Stated shipping weight 7402
Actual empty weight ~8000 (at least)
TT GVWR 8600

How critical is the GVWR of the trailer? Is this figure accurately stated? Obviously, if it is exceeded enough tire blowouts, axle problems etc will occur. It seems I have a trailer that's not usable as is, and stay within the GVWR... Or am I way off base? This seems to be blatantly dishonest of Keystone to underestimate the shipping weight of the trailer.

Any comments or suggestions would be greatly appreciated.


----------



## Todd&Regan (Jul 1, 2010)

That's very interesting, and honestly, not something I've given much thought to. I've always figured that the factory dry weight is a "ball park" figure, but wouldn't have thought it would be that far off. I've had my Outback for three years and have never had it on a scale, although I have previously planned on getting it weighed sometime this summer. I don't think anyone would recommend exceeding the GVWR. It'll be interesting to see what others think.


----------



## Snow (Sep 27, 2011)

From what I understand the shipping weight is the weight the trailer weighed when it left the factory, all options, battery box, empty propane tanks... the stuff added at the dealer , slide toppers, battery, propane and anything the dealer may swap out would have to be added to the ship weight... Dry weight is that of the stripped down trailer, no options, no extras, no frills ...


----------



## Hitcher (Mar 29, 2013)

We may be on our own here, My 286fk specs say 975lb tounge weight mine scales at 725lbs ???


----------



## TwoElkhounds (Mar 11, 2007)

As I understand it, each trailer is weighed when it leaves the factory and a custom DOT sticker is made and put on the unit. Look on any dealer lot and you will see that the DOT stickers on any two identical units will not match. I am going to bet the number on your sticker is fairly accurate.

I would think that your weighing and estimating process has a flaw in it somewhere. Also don't forget things like the battery, hitch hardware, and the propane, these are not included in the GVWR and add considerable weight. Any dealer added options or mods you have done are also not in the GVWR.
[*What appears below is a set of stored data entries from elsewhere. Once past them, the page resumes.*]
PR #105, opened 2026-04-17
feat(cli,mcp): Add SNS/ANS domain resolution to wallet identity

nathanliow:
## Summary

Wraps upstream [helius-labs/monorepo#14132](https://github.com/helius-labs/monorepo/pull/14132) (SNS/ANS domain support on the Wallet Identity endpoints) for the CLI and MCP surfaces.

- **CLI**: new `validateAddressOrDomain` / `validateAddressesOrDomains` helpers mirror the server's `isValidDomainName` regex; wired into `wallet identity` + `wallet identity-batch` only. Batch output now surfaces the new `inputDomain` / `unresolved` response fields. `--help` text + `helius-cli/README.md` updated to advertise domain acceptance.
- **MCP**: `getWalletIdentity` / `batchWalletIdentity` tool + Zod descriptions now mention SNS/ANS (mainnet-only) so LLMs route `toly.sol`-style queries correctly. Batch formatter renders `inputDomain → address` for resolved domains and flags unresolved rows. Custom detail passed to `addressError('Batch Identity', ...)` to avoid the misleading "base58-encoded" fallback string.
- **Skill references**: new "Domain Resolution (SNS + ANS)" section added to `helius-skills/helius/references/wallet-api.md` and the three sibling `helius-wallet-api.md` copies (phantom, jupiter, dflow). Optional one-liner appended to the OKX identity step. All manually mirrored to `helius-plugin/` and `helius-cursor/`; `.agents/` + `helius-mcp/system-prompts/` regenerated via `scripts/compile-skills.ts`.
- **Versions**: patch-bump `helius`, `helius-dflow`, `helius-jupiter`, `helius-okx`, `helius-phantom`.

## Upstream contract notes

Verified against the upstream PR diff before coding:

- Batch body key is still `{ addresses: [...] }` — unchanged wire contract.
- Batch is **non-fail-fast**: unresolvable domains return as per-row `{ address: null, type: "unknown", inputDomain, unresolved: true }` at HTTP 200.
- Single endpoint: unresolvable domain → 404; invalid input → 400; non-mainnet + domain → 400.
- **Unknown-but-valid addresses still return 200** (not 404) — no CLI exit-code regression.
- Domain regex mirrors upstream exactly; accepts SNS `.sol`, ANS custom TLDs, underscores (`my_wallet.sol`), and multi-label subdomains (`sub.toly.sol`); rejects length > 255.

## Test plan

- [ ] `helius wallet identity 86xCnPeV69n6t3DnyGvkKobf9FdN2H9oiVDdaMpo2MMY` (address — unchanged behavior)
- [ ] `helius wallet identity toly.sol` (SNS resolves on mainnet)
- [ ] `helius wallet identity helius.bonk` (ANS resolves on mainnet)
- [ ] `helius wallet identity bogus.sol` → exit 55 (NOT_FOUND)
- [ ] `helius wallet identity not-a-real-thing` → exit 52 (INVALID_ADDRESS, client-side)
- [ ] `helius wallet identity toly.sol --network devnet` → exit 53 (INVALID_INPUT, "Domain resolution is only available on mainnet")
- [ ] `helius wallet identity-batch toly.sol 86xC...MMY --json` → mixed JSON output with `inputDomain` on the domain entry
- [ ] MCP inspector: `getWalletIdentity { address: "toly.sol" }` returns identity; tool description advertises SNS/ANS
- [ ] CI sync-check passes (canonical vs `helius-plugin/`/`helius-cursor/` mirrors all clean)
- [ ] `pnpm -C helius-cli build && pnpm -C helius-mcp build` clean

### DIFF
--- a/helius-cli/src/commands/wallet.ts
+++ b/helius-cli/src/commands/wallet.ts
@@ -2,14 +2,14 @@ import chalk from "chalk";
 import { resolveApiKey, restRequest, type ResolveOptions } from "../lib/helius.js";
 import { formatAddress, formatTable, formatEnumLabel, type TableColumn } from "../lib/formatters.js";
 import { outputJson, exitWithError, handleCommandError, createSpinner, withRetry, type OutputOptions, type RetryOptions } from "../lib/output.js";
-import { validateAddress, validateAddresses } from "../lib/validation.js";
+import { validateAddress, validateAddressOrDomain, validateAddressesOrDomains } from "../lib/validation.js";
 
 interface WalletOptions extends OutputOptions, ResolveOptions, RetryOptions {}
 
 export async function walletIdentityCommand(address: string, options: WalletOptions = {}): Promise<void> {
   const spinner = createSpinner(options);
   try {
-    const addrErr = validateAddress(address);
+    const addrErr = validateAddressOrDomain(address);
     if (addrErr) exitWithError("INVALID_ADDRESS", addrErr, undefined, !!options.json);
     spinner?.start("Resolving API key...");
     const apiKey = await resolveApiKey(options);
@@ -34,7 +34,7 @@ export async function walletIdentityCommand(address: string, options: WalletOpti
 export async function walletIdentityBatchCommand(addresses: string[], options: WalletOptions = {}): Promise<void> {
   const spinner = createSpinner(options);
   try {
-    const addrErr = validateAddresses(addresses);
+    const addrErr = validateAddressesOrDomains(addresses);
     if (addrErr) exitWithError("INVALID_ADDRESS", addrErr, undefined, !!options.json);
     spinner?.start("Resolving API key...");
     const apiKey = await resolveApiKey(options);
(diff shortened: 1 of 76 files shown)


helius-mcp/src/tools/wallet.ts
```diff
@@ -64,23 +64,30 @@ export function registerWalletTools(server: McpServer) {
 
         const lines = [`**Batch Identity Lookup** (${results.length} results)`, ''];
 
-        for (const entry of results) {
+        for (const entry of results as Array<any>) {
```
0xIchigo, line 70: We should leave a TODO comment here to change from `any` once we add the relevant types to the SDK

helius-mcp/src/tools/wallet.ts
```diff
@@ -40,9 +40,9 @@ export function registerWalletTools(server: McpServer) {
   // ─── Batch Wallet Identity ───
   server.tool(
     'batchWalletIdentity',
-    'BEST FOR: identifying multiple wallets at once (up to 100). PREFER getWalletIdentity for a single address. Look up identities for up to 100 Solana addresses. Returns names, types, and categories. Credit cost: 100 credits.',
+    'BEST FOR: identifying multiple wallets at once (up to 100). PREFER getWalletIdentity for a single address. Look up identities for up to 100 entries. Returns names, types, and categories. Entries may be addresses or SNS/ANS domains (mainnet only); unresolved domains are returned with `unresolved: true`. Credit cost: 100 credits.',
     {
-      addresses: z.array(z.string()).describe('Array of Solana wallet addresses (base58 encoded, max 100)')
+      addresses: z.array(z.string()).describe('Array of up to 100 entries — each a base58 address or SNS/ANS domain')
```
0xIchigo: Nit: the name here is stale, as we now refer to them as "entries" instead of "addresses"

If you really want an accurate answer, you need to take everything out of the trailer and get it weighed completely empty at a certified scale. I would not trust the recycle center scale since they are really only concerned about the differential weight, not the actual weight on the trailer.

DAN


----------



## cdnbayside (Jul 16, 2009)

The axles are rated to 4400 lbs each and the tires are 2540 lbs each.
8800 lbs max for axles
10160 lbs max for tires

Add a 15% tongue weight to the 8800 lb axle rating = 1320 lbs max on the tongue.
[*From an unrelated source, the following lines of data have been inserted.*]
PR #107, opened 2026-04-23
feat(cli): Always emit suggestion in JSON error envelopes

nathanliow:
## Summary

- Populate `CLI_GUIDANCE` for the 5 error codes without entries (`AUTH_FAILED`, `PROJECT_EXISTS`, `API_ERROR`, `SDK_ERROR`, `INVALID_ADDRESS`). `SDK_ERROR` is the common unclassified-error bucket, so this was a visible gap.
- Make `ErrorEnvelope.suggestion` required (drop the `?`) and emit it unconditionally in `buildErrorEnvelope()`, with a generic "re-run with --debug" fallback for any code that ever slips past the map.
- Docs: `README.md` Output Format section and `CLAUDE.md` envelope-shape comments now say `suggestion` is always present.

### Why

Real GVWR, 8800 + 1320 = 10,120 lbs.


----------



## TwoElkhounds (Mar 11, 2007)

As an addition to my above post, Holmans Motors includes pictures of the DOT stickers of each trailer on their website. You can look at these and see that the DOT stickers are custom for each unit and generally will vary by a few pounds in either direction.

DAN


----------



## TwoElkhounds (Mar 11, 2007)

cdnbayside said:


> The axles are rated to 4400 lbs each and the tires are 2540 lbs each.
> 8800 lbs max for axles
> 10160 lbs max for tires
> 
> ...


All true, but there may be a limitation on the frame that is creating the 8600lb restiction.

DAN


----------



## KTMRacer (Jun 28, 2010)

my yellow sticker on my 295RE was within 50lbs of what I measured when I left the lot with an empty trailer andd went to the scales. and it was within 25lbs of of what keystone said was empty weight on the website. The yellow sticker is the actual weight of the trailer as it rolled off the assembly line ready to deliver to you, which is without any propane in the tanks or battery(s) on the tongue, but with ALL the options on the trailer.
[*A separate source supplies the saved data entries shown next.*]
PR #108, opened 2026-04-28
fix mcp config recovery, telemetry, and laserstream api handling

mooncitydev:
hey, went through the mcp and cli telemetry paths and a few things stood out.

first, getLaserstreamUrl was calling getApiKey() even though the returned URL does not embed the key (the laserstream sdk takes apiKey in subscribe options). that meant getLaserstreamInfo could throw NO_API_KEY before showing public endpoint text. i dropped the unused getApiKey call and gate laserstreamSubscribe with the same noApiKeyResponse() pattern as the other rpc tools.

second, posthog delivery used .catch(() => { feedbackEnabled = false }). any single fetch failure flipped the flag off for the whole process so every later analytics event became a noop. flaky network or relay hiccup should not permanently silence telemetry.

third, helius-cli already repairs corrupted ~/.helius/config.json with regex salvage. helius-mcp loadConfig silently returned {} on bad json, so api keys nested in corrupt files disappeared without clues. mirrored the salvage + stderr warnings + repaired save behavior for aligned config between cli and mcp.

cheers
moon

### DIFF
--- a/helius-cli/src/lib/feedback.ts
+++ b/helius-cli/src/lib/feedback.ts
@@ -10,7 +10,6 @@ const HELIUS_DIR = path.join(os.homedir(), '.helius');
 const KEYPAIR_PATH = path.join(HELIUS_DIR, 'keypair.json');
 const WALLET_CACHE_PATH = path.join(HELIUS_DIR, 'wallet-address');
 
-let feedbackEnabled = true;
 let walletAddress: string | null = null;
 let identifySent = false;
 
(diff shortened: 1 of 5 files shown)


0xIchigo (commented):
Thank you for your contribution @mooncitydev ! This looks good—I just have two nits:
- The `network` regex `/"network"\s*:\s*"([^"]+)"/` is wider than the CLI's (`mainnet|devnet`). Since the MCP only accepts mainnet-beta/devnet URLs at runtime, tightening to (`mainnet|mainnet-beta|devnet`) would prevent "recovering" an unusable value
- The try / catch block around `getLaserstreamUrl()` in `getLaserstreamInfo` is now unreachable, as the function no longer throws. This could be simplified with a direct call

0xIchigo (approved):
LGTM :shipit:

mooncitydev:
would love to connect with you on discord
mine is mooncityorg, you can find me helius server 
tyvm for merging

What does your yellow sticker say the empty weight is??

That said I will say it is NOT hard on a trailer the size of the 277 or 295 to add 1500-2000lbs of stuff by the time your done. propane =60lbs, batteries, 125lbs, it all adds up in a hurry.


----------



## Already Gone (Feb 25, 2013)

TwoElkhounds said:


> As I understand it, each trailer is weighed when it leaves the factory and a custom DOT sticker is made and put on the unit. Look on any dealer lot and you will see that the DOT stickers on any two identical units will not match. I am going to bet the number on your sticker is fairly accurate.
> 
> I would think that your weighing and estimating process has a flaw in it somewhere. Also don't forget things like the battery, hitch hardware, and the propane, these are not included in the GVWR and add considerable weight. Any dealer added options or mods you have done are also not in the GVWR.
> 
> ...


You bring up a good point about the scales not being accurate in the absolute since. As long as they are using the scales exclusively for differential, which I would think would be the case, they don't care what the absolute weight is. I certainly hope my estimating process has a flaw somewhere, which is why I posted here.

Thanks Dan


----------



## Already Gone (Feb 25, 2013)

KTMRacer said:


> my yellow sticker on my 295RE was within 50lbs of what I measured when I left the lot with an empty trailer andd went to the scales. and it was within 25lbs of of what keystone said was empty weight on the website. The yellow sticker is the actual weight of the trailer as it rolled off the assembly line ready to deliver to you, which is without any propane in the tanks or battery(s) on the tongue, but with ALL the options on the trailer.
> 
> What does your yellow sticker say the empty weight is??
> 
> That said I will say it is NOT hard on a trailer the size of the 277 or 295 to add 1500-2000lbs of stuff by the time your done. propane =60lbs, batteries, 125lbs, it all adds up in a hurry.


I was not aware of the yellow sticker until your mention of it. So I searched and finally found it. It says 7540. Also, it states not to exceed 1000 lbs of cargo. Now, you are saying that figure does not include the propane (60) and batteries (125). That leaves me with 850 lbs for personal items, WATER, holding tanks etc... Wow!! That gives me 500 lbs at most for our clothes food etc. That is ridiculous for trailer this size!! Fortunately, it is only my wife and I. There is no way a family of four could use this trailer and stay within the GVWR of 8600.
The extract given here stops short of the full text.